Adapted from The Seattle Times:
Peter Murphy Happily Surrenders His Gothic Crown
—————————————————————– Concert preview
Peter Murphy and Pretty Mary Sunshine, Moore Theatre, 8 p.m. today; $19, 628-0888. —————————————————————–
Three years ago, former Bauhaus vocalist and stage specter-turned-solo-singer Peter Murphy moved to Turkey and pulled yet another transformation: from the King of Gothic to Mr. Mom.
“My wife is Turkish,” explained Murphy earlier this week. “She’s the founder of the First National Dance Company of Turkey. She’s very good and has been very busy. So when I finished the last album and tour, we moved and I took over watching the children. I put all my focus on my family.”

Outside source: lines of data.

PR #6, opened 2021-09-03
Adding Route table

brycahta:
Issue #, if available: [#489](https://github.com/aws-controllers-k8s/community/issues/489)

Description of changes:
* adds route table resource
* refactors e2e tests to share common resources (i.e. VPC)
  * otherwise, vpcs would need to be created for each test which is inefficient and may exceed quota
  * now, only 2 vpcs are created per test run
  * could not use `@pytest.fixture(scope="session")` on vpc because we use [pytest-xdist](https://github.com/pytest-dev/pytest-xdist/issues/271)
* adds route table tests


test/e2e/conftest.py
```diff
@@ -40,7 +41,56 @@ def pytest_collection_modifyitems(config, items):
...
 
-# Provide a k8s client to interact with the integration test cluster
-@pytest.fixture(scope='class')
-def k8s_client():
-    return k8s._get_k8s_api_client()
\ No newline at end of file
+
+# Need to use pytest_sessionstart mechanism to store
+# vpc resource information in cache (accessible to worker threads).
+# This implementation is needed to share resources with a "session" scope whether pytest-xdist is used or not.
```
brycahta, line 47: will make this clearer in next revision. Any input would be appreciated!

test/e2e/conftest.py
```diff
@@ -40,7 +41,56 @@ def pytest_collection_modifyitems(config, items):
...
+        resource_name, namespace="default",
+    )
+    k8s.create_custom_resource(ref, resource_data)
+    cr = k8s.wait_resource_consumed_by_controller(ref)
+
+    assert cr is not None
+    assert k8s.get_resource_exists(ref)
+
+    resource = k8s.get_resource(ref)
+    test_resource_values["VPC_ID"] = resource["status"]["vpcID"]
```
brycahta, line 69: removing in next revision

test/e2e/conftest.py
RedbackThomson: I might actually recommend that you simply create the VPC in the `service_bootstrap`, instead. I understand that you would like to test your CRs using the VPC CR, but I think that would make all of the tests depend upon the correctness of your VPC implementation. There is a way to share session-scoped variables across pytest-xdist workers, but it's not fun.

test/e2e/tests/test_route_table.py
```diff
@@ -0,0 +1,134 @@
...
+@pytest.fixture(scope="module")
+def ec2_client():
+    return boto3.client("ec2")
+
+@service_marker
+@pytest.mark.canary
+class TestRouteTable:
+    def get_route_table(self, ec2_client, route_table_id: str) -> dict:
+        try:
+            resp = ec2_client.describe_route_tables()
```
RedbackThomson, line 43:
```suggestion
            resp = ec2_client.describe_route_tables(Filters=[{"Name": "route-table-id", "Values": [route_table_id]}]
```

This should filter by route table ID, and return only a single result - no need for iterating.

test/e2e/tests/test_route_table.py
```diff
@@ -0,0 +1,134 @@
...
+        except Exception as e:
```
RedbackThomson, line 44: Is this try/except necessary? Does `client.describe_route_tables()` throw an exception if there are none in the VPC? I imagine it would return an empty list, instead?

test/e2e/tests/test_route_table.py
```diff
@@ -0,0 +1,134 @@
...
+        for route_table in route_tables:
+            if route_table["RouteTableId"] == route_table_id:
+                return route_table
+
+        return None
+
+    def route_table_exists(self, ec2_client, route_table_id: str) -> bool:
+        return self.get_route_table(ec2_client, route_table_id) is not None
+
+    def test_create_delete(self, ec2_client, pytestconfig):
```
RedbackThomson, line 58: Please see the (`sagemaker-controller` test code)[https://github.com/aws-controllers-k8s/sagemaker-controller/blob/main/test/e2e/tests/test_model.py#L34] for a better way to use fixtures. This code, currently, will not delete the custom resource if an assertion fails. It will assert and then immediately exit the method. Instead, we can use a fixture with a `yield`, which will continue even after the test fails.

test/e2e/tests/test_subnet.py
```diff
@@ -81,12 +53,11 @@ def get_subnet(self, ec2_client, subnet_id: str) -> dict:
     def subnet_exists(self, ec2_client, subnet_id: str) -> bool:
         return self.get_subnet(ec2_client, subnet_id) is not None
 
-    def test_create_delete(self, ec2_client, vpc_resource):
+    def test_create_delete(self, ec2_client, pytestconfig):
```
RedbackThomson, line 56: I know subnet was a previous PR, but please make the same changes as recommended above.

RedbackThomson (commented):
Seems pretty straightforward! No custom logic? Impressive.

Left some comments in your tests.

test/e2e/tests/test_route_table.py
jaypipes: @RedbackThomson is correct:

```
[jaypipes@thelio test-infra]$ aws ec2 describe-route-tables --filters Name=route-table-id,Values=non-existing --output json
{
    "RouteTables": []
}
```

test/e2e/tests/test_route_table.py
```diff
@@ -0,0 +1,134 @@
...
+DELETE_WAIT_AFTER_SECONDS = 10
+
+@pytest.fixture(scope="module")
+def ec2_client():
+    return boto3.client("ec2")
+
+@service_marker
+@pytest.mark.canary
+class TestRouteTable:
+    def get_route_table(self, ec2_client, route_table_id: str) -> dict:
```
jaypipes, line 41: You could more easily make these module-level functions since they don't depend on `self` or the instance/class

test/e2e/tests/test_route_table.py
```diff
@@ -0,0 +1,134 @@
...
+            return None
+
+        route_tables = resp["RouteTables"]
+        for route_table in route_tables:
+            if route_table["RouteTableId"] == route_table_id:
+                return route_table
+
+        return None
+
+    def route_table_exists(self, ec2_client, route_table_id: str) -> bool:
```
jaypipes, line 55: module-level function

test/e2e/tests/test_route_table.py
```diff
@@ -0,0 +1,134 @@
...
+        assert k8s.get_resource_exists(ref)
+
+        expected_msg = "InvalidVpcID.NotFound: The vpc ID 'InvalidVpcId' does not exist"
+        terminal_condition = k8s.get_resource_condition(ref, "ACK.Terminal")
+        # Example condition message:
+        #   InvalidVpcID.NotFound: The vpc ID 'InvalidVpcId' does not exist
+        #   status code: 400, request id: 5801fc80-67cf-465f-8b83-5e02d517d554
+        # This check only verifies the error message; the request hash is irrelevant and therefore can be ignored.
+        assert expected_msg in terminal_condition['message']
+
```
jaypipes, line 134: nit: empty newline

test/e2e/conftest.py
```diff
@@ -40,7 +41,56 @@ def pytest_collection_modifyitems(config, items):
...
+def pytest_sessionfinish(session):
+    worker_input = getattr(session.config, 'workerinput', None)
+    if worker_input is None:
+        # Main thread enters after workers and deletes VPC
+        vpc_resource_name = session.config.cache.get("resource_name", None)
+        ref = k8s.CustomResourceReference(
+            CRD_GROUP, CRD_VERSION, "vpcs",
+            vpc_resource_name, namespace="default",
+        )
+        k8s.delete_custom_resource(ref)
```
jaypipes, line 96: This is actually how I was envisioning a pytest-native plugin that would look for handling resource existence/cleanup. ++

test/e2e/conftest.py
brycahta: > I think that would make all of the tests depend upon the correctness of your VPC implementation.

Right, that would be the intent (as well as other resources added to this cache eventually). If VPC implementation is not correct, then it should be caught during testing. And I also think it's best to test integrating these various pieces together during integration/e2e tests.

> There is a way to share session-scoped variables across pytest-xdist workers, but it's not fun.

Are you referring to writing data to a json file using a FileLock? I linked the latest open ticket related to this in the description above, and I'm fairly certain this implementation is simpler and just as safe.

test/e2e/tests/test_route_table.py
brycahta: Haven't tested yet-- but I'd guess it could throw an exception if credentials expire or aren't available, which is a possible scenario during _local_ testing on a kind cluster

test/e2e/tests/test_route_table.py
brycahta: Good point on the delete, I can deep dive that.

Our use-case for fixtures are not the same-- these are at the module scope not session. I was using vpc fixture in a similar way before these changes, but since more resources will also require vpc the module scope was too narrow

test/e2e/tests/test_route_table.py
brycahta:
```
[7/09/21 9:57:50] ➜  ~ aws ec2 describe-route-tables --profile test-profile

An error occurred (AuthFailure) when calling the DescribeRouteTables operation: AWS was not able to validate the provided access credentials
```

brycahta: Will refine exceptions in next revision

brycahta: In this revision, the exception will also trigger if response has no resources as this is unexpected so I left exception as-is. Let me know if changes are needed/preferred.

A-Hilaly (approved):
Neat :+1:

test/e2e/tests/test_route_table.py
```diff
@@ -0,0 +1,133 @@
...
+
+def get_route_table(ec2_client, route_table_id: str) -> dict:
+    try:
+        resp = ec2_client.describe_route_tables(
+            Filters=[{"Name": "route-table-id", "Values": [route_table_id]}]
+        )
+        route_table = resp["RouteTables"][0]
+    except Exception as e:
+        logging.debug(e)
```
jaypipes, line 45: FYI, this won't log anything particularly useful in the case when the route table does not exist. Instead, you'll get something like `IndexError: 0 out of bounds` because of this line:

```python
route_table = resp["RouteTables"][0]
```

You might want to change that to this:

```python
if len(resp["RouteTables"]) == 0:
     return None
return resp["RouteTables"][0]
```

then your `except` clause will catch valid errors.

test/e2e/tests/test_route_table.py
```diff
@@ -0,0 +1,133 @@
...
+        return None
+
+    return route_table if route_table["RouteTableId"] == route_table_id else None
```
jaypipes, line 48: this isn't necessary when using the filters above.

test/e2e/tests/test_subnet.py
```diff
@@ -33,60 +34,33 @@
...
-        resource_name, namespace="default",
-    )
-    k8s.create_custom_resource(ref, resource_data)
-    cr = k8s.wait_resource_consumed_by_controller(ref)
+def get_subnet(ec2_client, subnet_id: str) -> dict:
+    try:
+        resp = ec2_client.describe_subnets(
+            Filters=[{"Name": "subnet-id", "Values": [subnet_id]}]
+        )
+        subnet = resp["Subnets"][0]
```
jaypipes, line 43: similar comments as above about the IndexError

test/e2e/tests/test_subnet.py
```diff
@@ -33,60 +34,33 @@
...
+    except Exception as e:
+        logging.debug(e)
+        return None
 
-    assert cr is not None
-    assert k8s.get_resource_exists(ref)
+    return subnet if subnet["SubnetId"] == subnet_id else None
```
jaypipes, line 48: not necessary with the use of filters above.

jaypipes (changes requested):

test/e2e/tests/test_route_table.py
brycahta: -_-

test/e2e/tests/test_route_table.py
brycahta: I feel like in this scenario it's "Easier to ask for forgiveness than permission" ([EAFP](https://docs.python.org/3.6/glossary.html#term-eafp)) because:
* we'd usually expect a single result when providing an ID
* we get savings on not needing to do the if check every time, but can still gate the no results scenario
* code is cleaner with less branched logic

The _0 out of bounds_ is not super helpful, but still an extra log to have when debugging tests. In both implementations the lack of a RouteTable would surface a failed `assert` that the resource doesn't exist so I don't think anything is lost there.

I don't think EAFP is more "pythonic" or better than "Look before you leap" ([LBYL](https://docs.python.org/3.6/glossary.html#term-lbyl)), but in this case I think it results in cleaner and clearer code.

Let me know your thoughts and I can update in next revision

jaypipes: > The _0 out of bounds_ is not super helpful, but still an extra log to have when debugging tests. In both implementations the lack of a RouteTable would surface a failed `assert` that the resource doesn't exist so I don't think anything is lost there.

What I'm saying is that "the resource doesn't exist" is not an error and should not log anything.

jaypipes (approved):
:tada:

Although Murphy has said that fatherhood is tantamount to slavery, he’s happy with it. For six months after his last musical endeavor, he had nothing to do with music other than listening to Turkish radio – which he described as strangely eclectic – and watching MTV Europe. He didn’t mind the separation.
“After the break I took my time before I began writing again. Even then it took six months to come up with the material. Then I had to find a producer and the musicians and then we were another seven months recording. We’ve been building momentum a little bit at a time.”
The result was “Cascade,” Murphy’s fifth solo effort since leaving Bauhaus after a five-year run in 1983. He still sings in a heroic baritone, one of the most distinctive voices to emerge in the last 15 years. And the new songs – like “Disappearing,” about loss of self in a relationship, and “The Scarlet Thing in You,” a sequel to 1990’s “Cuts You Deep” – are nearly anthemic with their sweeping orchestrations and generally upbeat lyrics.
It’s a far cry from Murphy in a cage singing “Bela Lugosi’s Dead” at the front of David Bowie’s 1983 vampire vehicle, “The Hunger.” Murphy has been shedding that dark Bauhaus snakeskin for a long time and is glad to finally be seeing the light of day.
“At this stage, what with this being the fifth album, the thought was, `Am I going to make it this time?’ ” Murphy confided. “Everyone has been very interested. There are a lot of expectations. All I can do is come up with what I come up with.
“What I am, essentially, is a singer. I’ve finally become much more comfortable and confident with that, less hysterical. I’m pleased with the way this record has come out. It’s more relaxed. Not that it isn’t as good as the others, but my perspective is different now.
“The other thing is the new band. I had worked so long with The 100 Men after Bauhaus, things had gotten old and safe. At the same time, I had to find new players that weren’t carrying a lot of baggage and could put up with my baggage. It’s worked out.”
Murphy said he was investing more time in perfecting the music than in crafting a stage show. As his live performances have always been highly intriguing and theatrical, this change was a surprise.
“I still have the same lighting guy, so he knows what I do, and things get worked out as we go along. But I really don’t want to be the King of Gothic anymore, slinking about. It’s much more important to me that we fine-tune the music instead, that it be the main point of interest. If we get that right, everything else will fall into place.”